Accurate and detailed record-keeping is fundamental when preparing to claim medical expense deductions for assisted living costs. The IRS requires taxpayers to maintain clear documentation to substantiate all claimed deductions, especially for audit purposes.
You will need itemized invoices or statements from the assisted living facility. These documents should clearly delineate the charges for medical care services from those for non-medical services like room, board, and general amenities. Facilities often provide these breakdowns, or you may need to specifically request them. These statements are crucial for identifying the portion of expenses that qualify as medical care under IRS guidelines.
Proof of payments, such as cancelled checks, bank statements, or credit card statements, should also be retained. This verifies that the expenses were indeed paid by you. Any physician’s statements or certifications of medical necessity are also needed. This includes a doctor’s letter confirming the individual’s chronic illness or severe cognitive impairment, and a prescribed plan of care outlining the specific medical services received.
Keeping all receipts, invoices, and medical certifications in a centralized location simplifies the tax preparation process. This documentation supports your claim for assisted living medical expense deductions if requested by tax authorities.
Once all qualifying assisted living expenses have been identified and the necessary documentation gathered, these amounts are reported on your federal income tax return. The process involves itemizing deductions on Schedule A (Form 1040). This form is used to list various itemized deductions, including medical and dental expenses.
To report these expenses, sum all your qualifying medical expenses for the tax year, including applicable assisted living costs. This total amount is entered on Line 1 of Schedule A.

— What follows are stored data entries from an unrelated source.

PR #365, opened 2022-05-13
CORE-4596: Add topic definitions to Schema

benmcmahon100:
Add code level definitions for how we expect topics to look by default.


data/topic-schema/src/main/resources/net/corda/schema/DBSchema.yaml
```diff
@@ -0,0 +1,8 @@
+topics:
+  DBSchameTopic:
```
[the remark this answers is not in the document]
benmcmahon100: The topic level files were meant to match the first dot of the prefix, I can make them into one big one, but I thought it made it slightly easier to find - i.e: `config.X` lived in config schema.

The "Schema" part itself refers to the schemas for the topics, but I can see where the confusion might arise

data/topic-schema/src/main/resources/net/corda/schema/CPISchema.yaml
```diff
@@ -0,0 +1,17 @@
+topics:
+  CPIInfoTopic:
```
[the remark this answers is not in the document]
benmcmahon100: It's just to create a standard shape for a topic definition file. Matthew thought there might be a need for other fields, but if needs be, I can remove them later on.

data/topic-schema/src/main/resources/net/corda/schema/CPISchema.yaml
```diff
@@ -0,0 +1,17 @@
+topics:
+  CPIInfoTopic:
+    name: "cpi.info"
+    consumers:
+    producers:
+    config:
+      cleanup.policy: "compact"
```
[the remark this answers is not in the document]
benmcmahon100: These are the literal name of the settings. I don't think they're interchangeable

data/topic-schema/src/main/resources/net/corda/schema/DBSchema.yaml
```diff
@@ -0,0 +1,8 @@
+topics:
+  DBSchameTopic:
+    name: "db.entity.processor"
+    consumers:
+      - test1
+    producers:
+      - test2
```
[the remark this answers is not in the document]
benmcmahon100: Was just meant as a sample to how it might look. I've dropped them now

data/topic-schema/src/main/resources/net/corda/schema/DBSchema.yaml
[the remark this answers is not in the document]
driessamyn: I think in many ways having a single file with the topics listed alphabetical would be clearer and point out some of the inconsistencies in the topic names/"namespacing".
I don't think the current structure makes much sense and that might be a reflection of some of these inconsistencies already.

yarivus (dismissed):
LGTM - I thinks the separation to categories w/ separate yaml files is a good idea ;)

data/topic-schema/src/main/resources/net/corda/schema/CPISchema.yaml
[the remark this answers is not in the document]
davidcurrie: Given that the keys in this map aren't pre-defined, I don't think you could add anything else to the map that wasn't another topic without it becoming really confusing. I guess the question I'd ask is: are these keys actually used anywhere? If not, are they adding any value to the reader? As @driessamyn suggests elsewhere, I'd rather that they weren't a substitute for using meaningful names for the actual topics.

data/topic-schema/src/main/resources/net/corda/schema/DBSchema.yaml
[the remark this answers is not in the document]
davidcurrie: I'd be marginally in favor of a single file, particularly given the additional complexity that loading files from a package has, but I wouldn't get hung up on it.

After entering your total medical expenses, determine your Adjusted Gross Income (AGI), found on Line 11 of your Form 1040. Calculate the 7.5% AGI threshold by multiplying your AGI by 0.075. This result is entered on the appropriate line of Schedule A.

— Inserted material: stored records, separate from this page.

PR #374, opened 2022-05-18
CORE-4783 entity error response

barrylapthorn:
Return richer error information to the flow worker, when it makes a request via the PersistenceService to the db worker (entity processor).

Some categories of errors have been added in corda-api.

Please review those and decide whether there are enough or too many.

See also https://github.com/corda/corda-runtime-os/pull/1323

(yes I probably need to bump the version).

### DIFF
--- a/data/avro-schema/src/main/resources/avro/net/corda/data/virtualnode/EntityResponse.avsc
+++ b/data/avro-schema/src/main/resources/avro/net/corda/data/virtualnode/EntityResponse.avsc
@@ -17,12 +17,11 @@
       "doc": "id of this request for tracking"
     },
     {
-      "name": "result",
-      "doc": "Result of request",
+      "name": "responseType",
+      "doc": "Result of request, either a success or failure message",
       "type": [
-        "null",
-        "bytes",
-        "net.corda.data.ExceptionEnvelope"
+        "net.corda.data.virtualnode.EntityResponseSuccess",
+        "net.corda.data.virtualnode.EntityResponseFailure"
       ]
     }
   ]
--- a/data/avro-schema/src/main/resources/avro/net/corda/data/virtualnode/EntityResponseFailure.avsc
+++ b/data/avro-schema/src/main/resources/avro/net/corda/data/virtualnode/EntityResponseFailure.avsc
@@ -1,0 +1,27 @@
+{
+  "type": "record",
+  "name": "EntityResponseFailure",
+  "namespace": "net.corda.data.virtualnode",
+  "fields": [
+    {
+      "name": "errorType",
+      "doc": "Error type",
+      "type": {
+        "name": "Error",
+        "type": "enum",
+        "doc": "FATAL: almost certainly unrecoverable.\nNOT_READY: the component has not yet started or received all cpks.\nDATABASE: an error during database execution.\nVIRTUAL_NODE: problems retrieving vnode info\nUNKNOWN_COMMAND: an unhandled request payload type",
+        "symbols": [
+          "FATAL",
+          "NOT_READY",
+          "DATABASE",
+          "VIRTUAL_NODE"
+        ]
+      }
+    },
+    {
+      "name": "exception",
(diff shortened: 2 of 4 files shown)


data/avro-schema/src/main/resources/avro/net/corda/data/virtualnode/EntityResponse.avsc
```diff
@@ -17,12 +17,11 @@
...
-      "name": "result",
-      "doc": "Result of request",
+      "name": "responseType",
+      "doc": "Result of request, either a success or failure message",
       "type": [
-        "null",
-        "bytes",
-        "net.corda.data.ExceptionEnvelope"
+        "net.corda.data.virtualnode.EntityResponseSuccess",
+        "net.corda.data.virtualnode.EntityResponseFailure"
```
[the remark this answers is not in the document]
JamesHR3: This works for me. We can always adjust as we go if things don't quite pan out.

I actually prefer this approach anyway as we don't need to put any logic in to figure out which property we should be inspecting - we just need to check what's in here to figure out what to do. But it's not a big deal either way.

gradle.properties
```diff
@@ -7,7 +7,7 @@ cordaProductVersion = 5.0.0
 # NOTE: update this each time this module contains a breaking change
 ## NOTE: currently this is a top level revision, so all API versions will line up, but this could be moved to
 ##   a per module property in which case module versions can change independently.
-cordaApiRevision = 100
+cordaApiRevision = 102
```
JamesHR3, line 10: Have you skipped a version here or is this a case of needing to update the PR?

data/avro-schema/src/main/resources/avro/net/corda/data/virtualnode/EntityResponse.avsc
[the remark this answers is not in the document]
barrylapthorn: I think this is fine as the user would write:

```
when(response.responseType) {
  is EntityResponseSuccess -> process((response.responseType) as EntityResponseSuccess).bytes)
  is EntityResponseFailure -> handleFailure(response.responseType as EntityResponseFailure)
  else -> throw...
}
```

data/avro-schema/src/main/resources/avro/net/corda/data/virtualnode/EntityResponseFailure.avsc
```diff
@@ -0,0 +1,28 @@
...
+        "name": "Error",
+        "type": "enum",
+        "doc": "FATAL: almost certainly unrecoverable.\nNOT_READY: the component has not yet started or received all cpks.\nDATABASE: an error during database execution.\nVIRTUAL_NODE: problems retrieving vnode info\nUNKNOWN_COMMAND: an unhandled request payload type",
+        "symbols": [
+          "FATAL",
+          "NOT_READY",
+          "DATABASE",
+          "VIRTUAL_NODE",
+          "UNKNOWN_COMMAND"
+        ]
```
JamesHR3: I'm fine with starting with this. We might find we can't do very much with the distinctions between the non-fatal errors, but again, this feels like something we can adjust later.

gradle.properties
barrylapthorn: I haven't rebased (due to the version in between making my code uncompiled due to the usual api/runtime mismatch).

https://github.com/corda/corda-api/blob/release/os/5.0/gradle.properties#L10

barrylapthorn: fixed

data/avro-schema/src/main/resources/avro/net/corda/data/virtualnode/EntityResponseFailure.avsc
barrylapthorn: "worst" case with code is:

```
if (errorType == Error.FATAL)  abortFlowWorker() else retry()
```

driessamyn (approved):
LGTM

PR #377, opened 2022-05-20
CORE-4620: Import certificates API

yift-r3:
Add support for the import certificates APIs.

The runtime PR is in https://github.com/corda/corda-runtime-os/pull/1388

This will add messages (and topics) to import certificates and database infrastructure to save the certificates at the cluster level and in the node level.


data/avro-schema/src/main/resources/avro/net/corda/data/membership/rpc/certificates/request/CertificateRpcRequest.avsc
```diff
@@ -0,0 +1,20 @@
+{
+  "type": "record",
+  "name": "CertificateRpcRequest",
+  "namespace": "net.corda.data.membership.rpc.certificates.request",
```
charlieR3: Maybe there is a better package for this since it isn't strictly membership related. i.e. cluster level certificates are a level below membership.

charlieR3: (same comment on all avro schemas here)

data/avro-schema/src/main/resources/avro/net/corda/data/membership/rpc/certificates/response/CertificateImportedRpcResponse.avsc
```diff
@@ -0,0 +1,7 @@
+{
+  "type": "record",
+  "name": "CertificateImportedRpcResponse",
```
charlieR3: If this was `ImportCertificateRpcResponse` the body could have a flag to indicate whether the operation was successful or not. What happens when persistence fails in the currrent case?

data/db-schema/src/main/resources/net/corda/db/schema/cluster-certificates/migration/certificates-creation-v1.0.xml
```diff
@@ -0,0 +1,28 @@
...
+    </column>
+    <column name="raw_certificate" type="TEXT">
+        <constraints nullable="false"/>
+    </column>
+</createTable>
+
+<addPrimaryKey tableName="cluster_certificates" columnNames="tenant_id, alias" constraintName="certificates_pk"
+               schemaName="${schema.name}"/>
+</changeSet>
+</databaseChangeLog>
```
charlieR3, line 28: Looks good but file formatting is a bit mixed up (unless it's just github showing it weird).

data/topic-schema/src/main/kotlin/net/corda/schema/Schemas.kt
```diff
@@ -97,6 +97,8 @@ class Schemas {
             const val PROPOSAL_TOPIC = "membership.proposals"
             const val MEMBERSHIP_RPC_TOPIC = "membership.rpc.ops"
             const val MEMBERSHIP_RPC_RESPONSE_TOPIC = "membership.rpc.ops.resp"
+            const val MEMBERSHIP_RPC_CERTIFICATES_TOPIC = "membership.rpc.certificates.ops"
```
charlieR3: Similar comment as for the avro schemas. Maybe we shouldn't tie this to membership since it can be cluster level.

gradle.properties
```diff
@@ -7,7 +7,7 @@ cordaProductVersion = 5.0.0
 # NOTE: update this each time this module contains a breaking change
 ## NOTE: currently this is a top level revision, so all API versions will line up, but this could be moved to
 ##   a per module property in which case module versions can change independently.
-cordaApiRevision = 109
+cordaApiRevision = 110
```
charlieR3, line 10: Just curious why this was required? Is there a breaking change here?

data/avro-schema/src/main/resources/avro/net/corda/data/membership/rpc/certificates/request/CertificateRpcRequest.avsc
charlieR3: Discussed in stand up.  
I would suggest either leave it as is in `membership` package, despite the cluster level certs not being directly connected to membership, or create a `certificates` package. e.g. `net.corda.data.certificates`.
Any preference @yift-r3 ?

data/avro-schema/src/main/resources/avro/net/corda/data/membership/rpc/certificates/response/CertificateImportedRpcResponse.avsc
yift-r3: If the RPC fails the future will complete exceptionally, and the error will propagate to the APIs.

gradle.properties
yift-r3: The problem is that if we won't explicitly change the number if someone will pull the latest release branch and have an old cache the build will fail.

charlieR3 (approved):

PR #378, opened 2022-05-20
NOTICK - Switch gonepostal infix to p2p-preview

dimosr:
Switching from `gonepostal` to `p2p-preview` to prevent confusion.


ronanbrowne (approved):
LGTM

Only the amount of medical expenses that exceeds this 7.5% AGI threshold is deductible. This difference is then carried to the final line for medical and dental expenses on Schedule A.
The deductible medical expense amount from Schedule A is then combined with any other itemized deductions, such as state and local taxes, and home mortgage interest. The total itemized deductions are then carried to your main Form 1040, where they reduce your taxable income. It is important to remember that this deduction is only available if your total itemized deductions surpass your standard deduction amount for your filing status.